Multiclass Local Calibration With the Jensen-Shannon Distance
Cesare Barbera, Lorenzo Perini, Giovanni De Toni, Andrea Passerini, Andrea Pugnana
TL;DR
This work introduces multiclass local calibration to address proximity bias in probability estimates, formalizing a locality‑aware calibration notion and linking it to strong calibration. It then proposes Local Calibration Networks (LCNs) that learn new feature representations and logits to align predictions with locally observed class frequencies via the Jensen‑Shannon distance, while keeping inference efficient. The authors provide theoretical results, including bounds for continuous MECE and binning‑based metrics under local calibration, and analyze the bias–variance trade‑offs inherent in kernel‑based locality estimates. Empirically, LCNs achieve superior local calibration across datasets and maintain competitive global calibration, also delivering predictive performance gains (lower NLL and higher accuracy) on harder multiclass tasks, demonstrating practical impact for trustworthy, regionally calibrated predictions in high‑stakes settings.
Abstract
Developing trustworthy Machine Learning (ML) models requires their predicted probabilities to be well-calibrated, meaning they should reflect true-class frequencies. Among calibration notions in multiclass classification, strong calibration is the most stringent, as it requires all predicted probabilities to be simultaneously calibrated across all classes. However, existing approaches to multiclass calibration lack a notion of distance among inputs, which makes them vulnerable to proximity bias: predictions in sparse regions of the feature space are systematically miscalibrated.

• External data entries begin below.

PR #626, opened 2026-06-27
fix: Hardening viewport escaping across the board

TheLonelyDevil9:
Will likely need extensive testing to ensure no unintended breaks, but basically I've tried to harden the viewport escapes that keep happening across mobile and PC both. This sets up a viewport anchor so accidental page-level scrolls always snap back to 0. Additionally, it changes the direct scrollIntoView() function with scoped scrolling functions instead.

Finally, all scanned, non-vendored plain .focus() calls are now converted to focus ({preventSCroll: true}) functions. This should HOPEFULLY cause less of these viewport drifts that put the top menu out of reach, and show you black spaces with nothing in it.

### DIFF
--- a/public/script.js
+++ b/public/script.js
@@ -11893,7 +11893,7 @@ async function promptForMessageScreenshotRange(messageId) {
         onOpen: function () {
             const startInput = popup.dlg.querySelector(`#${MESSAGE_SCREENSHOT_INPUT_IDS.start}`);
             if (startInput instanceof HTMLInputElement) {
-                startInput.focus();
+                startInput.focus({ preventScroll: true });
                 startInput.select();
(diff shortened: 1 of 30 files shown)


platberlitz:
Fixed some regressions.

- Added missing `getStreamingReasoningRenderInterval` export.
- Updated `shouldReduceStreamingDomWork` to honor `iosEnabled` and `androidEnabled`.
- Added missing Android power-user defaults.
- Restored real scroll fallback in In-Chat Agents.
- Added focused tests for the regression paths.

platberlitz:
Tested on both desktop, iOS, Android. No glaring regressions and haven't seen much viewport escapes.

PR #629, opened 2026-06-27
feat(tts) - add stop button for TTS playback

kilonova1832:
Small PR to add a stop button to TTS playback
What it does -
- When playback starts, the narrate icon is replaced by a stop icon
 - if playback ends normally the icon returns to the normal narrate icon automatically
 - playback can be stopped before it ends by clicking the stop icon. This should stop TTS playback immediately and return the icon back to it's original state.
 
 Without this there's no way to stop TTS playback once it has started.
 
 (Disclaimer - code is AI assisted but this overview is not)


platberlitz (approved):
Very simple and functional, I would say this is good to merge.

PR #630, opened 2026-06-28
fix(ica): render macros in Companion Agents drawer

platberlitz:
# Summary

## Issue
In the draggable Companion Agents drawer, macros such as {{user}}, {{char}}, etc are rendered as plaintext rather than converted through the DOM.


platberlitz:
Tested and works.

PR #632, opened 2026-06-28
feat(conversation): clickable avatar to show full picture

platberlitz:
You should be able to click character avatars in Conversation Mode to show the full picture (pops out full picture, X button to close), same as other parts of SB.


TheLonelyDevil9:
Changed a few things GPT picked up:
- Header avatars also open the full picture now.
- The Pals rail still behaves normally: clicking a row opens the chat instead of accidentally opening the picture.

PR #633, opened 2026-06-28
fix(sampling_profile): automatic sampling profile switch

platberlitz:
# Summary

## Issue
When you switch to a different model using the backend dropdown (e.g. going from ZAI to MoonshotAI), it doesn't automatically load the sampling profile associated with the model. You have to switch to a different model, then back to the model you want to use to load the sampling profile.

## What This Changes
It should instantly switch to the sampling profile without having to switch models and load it manually.


platberlitz:
Tested and works.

This is especially relevant in high-stakes settings, such as healthcare, where the sparse instances are exactly those most at risk of biased treatment. In this work, we address this main shortcoming by introducing a local perspective on multiclass calibration. First, we formally define multiclass local calibration and establish its relationship with strong calibration. Second, we theoretically analyze the pitfalls of existing evaluation metrics when applied to multiclass local calibration. Third, we propose a practical method for enhancing local calibration in Neural Networks, which enforces alignment between predicted probabilities and local estimates of class frequencies using the Jensen-Shannon distance. Finally, we empirically validate our approach against existing multiclass calibration techniques.